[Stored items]
========

PR #12762, opened 2026-03-19
Units will no longer stop mid-move if that would break unit stacking rules

KungCheops:
The diff got kinda messed up, but it's just one new if-statement and one level of indentation of the code.

Not sure if this counts as a balance change or bug-fix, but I think it's a bit stupid that you can break the unit stacking rules. This has become more apparent now that exploring units will halt whenever they discover new tiles (almost every move).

========

Repeat the data in full. Alter nothing.

(Result of this exercise):
PR #12762, opened 2026-03-19
Units will no longer stop mid-move if that would break unit stacking rules

KungCheops:
The diff got kinda messed up, but it's just one new if-statement and one level of indentation of the code.

Not sure if this counts as a balance change or bug-fix, but I think it's a bit stupid that you can break the unit stacking rules. This has become more apparent now that exploring units will halt whenever they discover new tiles (almost every move).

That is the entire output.